Solek locked eyes with Edgar when he finally looked up, but his superior sighed and looked away quickly. “You contradicted yourself. Take a seat.”
“Thank you, Sir.”
“I’m beginning to think you just like saying that.” Solek barely heard Edgar mumble. “Not like it’ll matter after today.”
“I’m not sure what you mean?” Solek asked, glancing over the last traces of the abuse Edgar had endured.
Again, locked eyes. Solek could see fear and defeat behind them. “Because after Hansen’s report it’s doubtful I’ll see the inside of a starship after I’m taken back to Earth in the brig of the Columbine or the Exobyte. Quinn gave me specific orders not to touch any code and not even out of the first assignment I cocked it up and nearly corrupted a highly valued Starfleet veteran in the process.”
“Will this be the approach every time you face problems while in command?”
“What?”
“This defeatist attitude. You did this same pouting routine on the Pandora. I’m trying to determine if it’s habitual.”
“You’re out of line, Ensign.” Solek expected the resistance, but this implied Edgar had completely cloistered himself.
“As a friend, as a…mate, I’m telling you this, not as your subordinate. Captains and commanders make mistakes. If you want to earn that chair you have to start acting like it.”
“We’re done here.”
“Yes, Sir.” Solek jabbed as he stood and walked out, showing his frustration willfully.
Edgar was furious. He couldn’t believe that his closest and most valued friend would attack him like this. He gathered his PADDs and threw the tray in the replicator. A few meters down the hall, Edgar turned and stopped into an unoccupied room with a console. “Computer activate subspace network connection, authorization Calvin seven-two-Theta-Foxtrot.”
“Command authorization accepted.”
“Contact Admiral Quinn, Earth spacedock.” The computer chirped again a compliance. Within moments, the admiral’s face was on the viewscreen.
“You must be in some pretty deep shit if you’re calling me first.” Quinn’s tone suggested he already read Hansen’s report, and that the conversation had few options to go outside of downhill.
“No, Sir, I simply decided it’d be faster if I just confessed and you threw me in the brig early.”
“I don’t know if it’s a Romulan tradition or some other reason your mother decided to give you a pair of brass ones but that stunt in the holomatrix lab is your official strike two.”
“Yes, Sir.”
“How are you recovering?”
“Ribs are still sore, can’t focus on one object for very long without getting a headache, but Dr. Turek told me I had to rest from treatments before he could continue.”
“I’d wager part of that is his own brand of torture you’ve earned.”
“Yes, sir.” Edgar said, slowly letting the attacks get under his skin.
“How’s the rest of your crew?”
“Reports from the senior officers indicate on a whole they’re fine.
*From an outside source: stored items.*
PR #5, opened 2020-04-21
implements EOD (end of day)

fredshone:
This aint pretty - I have implemented a method to crop plans that are longer than 24 hours. AKA "plan.crop()":

But firstly - I have implemented a variable throughout called `EOD` or "end of day". 
`EOD = datetime(year=1900,month=1,day=1,hour=23,minute=59,second=59)`

This feels a bit hacky but i think is correct. The day starts at the stroke of midnight and runs until 23 hours 59 minutes and 59 seconds later. I am not bothered about the lost second.

The year is still 1900 🤷 

```
def crop(self, limit=datetime(1900, 1, 2, 0, 0)):
    """
    crop a plan to some limit (typically a day). Plan components that start after this
    time are removed. Activities that end after this time are trimmed. If the last component is  
    a Leg, this leg is removed and the previous activity extended.
    """
    for idx, component in list(self.reversed()):
	if component.start_time >= limit:
		self.day.pop(idx)
    # deal with last component
    if isinstance(self.day[-1], Activity):  # trim activity end time
	self.day[-1].end_time = EOD
    else:
	self.day.pop(-1)  # remove last leg
	self.day[-1].end_time = EOD  # trim activity end time
```


pam/activity.py
```diff
@@ -380,6 +383,23 @@ def simplify_pt_trips(self):
...
 
+	def crop(self, limit=datetime(1900, 1, 2, 0, 0)):
+		"""
+		crop a plan to some limit (typically a day). Plan components that start after this
+		time are removed. Activities that end after this time are trimmed. If the last component
+		is a Leg, this leg is removed and the previous activity extended.
+		"""
+		for idx, component in list(self.reversed()):
+			if component.start_time >= limit:
+				self.day.pop(idx)
```
KasiaKoz, line 394: out of interest, why did you use `pop` and not `del`?

tests/fixtures.py
```diff
@@ -1,10 +1,13 @@
 import pytest
 from shapely.geometry import Point
+from datetime import datetime
 
 from pam.core import Population, Household, Person
 from pam.activity import Plan, Activity, Leg
 from pam.utils import minutes_to_datetime as mtdt
 
+EOD = datetime(1900, 1, 1, 23, 59, 59)
```
KasiaKoz, line 9: you can define it once somewhere where it makes most sense and then import it from that module

KasiaKoz: I think I saw it defined 5 times..

KasiaKoz: otherwise, I like that you made this a global variable

tests/test_3_parse.py
```diff
@@ -59,3 +60,13 @@ def test_agent_pid_4_complex_tour(test_trips, test_attributes):
     population = load_travel_diary(test_trips, test_attributes)
     acts = [a.act for a in population.households['1'].people['4'].activities]
     assert acts == ['home', 'work', 'work', 'work', 'work', 'home']
+
+
+def test_crop_last_act(person_crop_last_act):
+    person_crop_last_act.plan.crop()
+    assert person_crop_last_act.has_valid_plan
```
KasiaKoz, line 67: are there tests for `pam.activity.Plan.is_valid`? (which `pam.core.Person.has_valid_plan` uses) if not, I wonder if this is a valid test?

pam/activity.py
fredshone: i prefer pop syntax. del looks like python2 to me. Not sure about performance

tests/fixtures.py
fredshone: Yes - i will update

tests/test_3_parse.py
fredshone: ok i will add tests for is_valid() :(

pam/activity.py
KasiaKoz: `pop` returns the value of the item in the list you just deleted so it's just a bit funny to see it on it's own and not being used but i doubt it makes much of a difference performance wise

elladahan: Looks good to me! It bother me a bit that we lose the last second of the day, as you might get weird results when you try to sum stuff up and it doesn't add up to 24 hours. Why can't we use midnight on the next day as the EOD?  Also, why do you use limit and EOD when they should be the same value? Shouldn't the function just use limit?

fredshone: I acknowledge that its a bit awkward but i know it will work for both travel plans and matsim in the short term. MATSim doesn't deal well with time (or i don't deal well with how matsim deals with time). In the past we've had MATSim give times like `24:00:00` which is a pain so perhaps i've over reacted but that is now impossible with EOD as it is 😌 .

Longer term i plan to keep an eye on this and if a we can generalise better then yeah - we can. For example we could generalise to plans longer than 24 hours.

tests/test_3_parse.py
fredshone: this is done

tests/fixtures.py
fredshone: done

pam/activity.py
```diff
@@ -1,4 +1,7 @@
 from .utils import minutes_to_datetime as mtdt
+from datetime import datetime
+
+EOD = datetime(1900, 1, 1, 23, 59, 59)
```
mfitz: Why `EOD` over the more explicit `END_OF_DAY`?

pam/activity.py
fredshone: ok @elladahan i slept on it and i think will work with the more traditional 24 hours long day. EOD is now set to `datetime(1900, 1, 1, day=2, minute=0, second=0)`

pam/activity.py
fredshone: laziness. i will change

We did lose a few that were on the station during the attack, however. Most of them are a bit confused about what exactly happened, but I have a team piecing together the events to get a proper timeline.”
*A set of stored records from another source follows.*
PR #8, opened 2020-04-24
Travel Diary sampling

Theodore-Chatziioannou:
Added an option of randomly sampling the travel population when loading travel diaries. 
For example, parse.load_travel_diary(trips, attributes, sample_perc = 0.01) will only load 1% of the travelers, with trip frequency used as the probability weight.

### DIFF
--- a/pam/parse.py
+++ b/pam/parse.py
@@ -12,13 +12,14 @@ from .utils import datetime_to_matsim_time as dttm
 from .utils import get_elems, write_xml
 
 
-def load_travel_diary(trips_df, attributes_df):
+def load_travel_diary(trips_df, attributes_df, sample_perc = None):
 
 	"""
 	Turn standard tabular data inputs (travel survey and attributes) into core population
 	format.
 	:param trips_df: DataFrame
 	:param attributes_df: DataFrame
+	:param sample_perc: Float. If different to None, it samples the travel population by the corresponding percentage.
 	:return: core.Population
 	"""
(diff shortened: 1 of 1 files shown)


pam/parse.py
```diff
@@ -251,3 +255,18 @@ def selected_plans(plans_path):
...
+	We merge the trips and attribute datasets to enable probability weights based on population demographics. 
+
+	:params DataFrame trips_df: Trips dataset
+	:params DataFrame attributes_df: Population attributes dataset. 
+	:params float sample_perc: Sampling percentage
+	:params string weight_col: The field to use for probability weighting
+
+	:return: Pandas DataFrame, a sampled version of the trips_df dataframe 
+	"""
+	sample_pids = trips_df.groupby('pid')[['freq']].sum().join(attributes_df,how='left').sample(frac=sample_perc,weights=weight_col).index
```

“I expect to see that report in my inbox no later than week’s end.”
“Yes, Sir.”
“Edgar, I tell you this from mentor to protege: get your act together. I remember a young cadet full of vigor and ideas and a cool brow under pressure but, all I have seen out of you is a liability. Find out what happened to him and get him back here.”
Quinn disconnected the feed abruptly leaving Edgar in the small room alone. With only his thoughts and comments from both Solek and Quinn, the once irritating testimony of Lt. Matoya now held weight behind the words.
“Computer, compile PADDs two and three into a compression file and encrypt for Starfleet Intelligence, use level seven passkey algorithms.” The classic chirp of compliance barely reverberated in the walls. “Send PADD one to Lieutenant Matoya with the encrypted file attached. Encrypt message: priority one: Eyes Only.”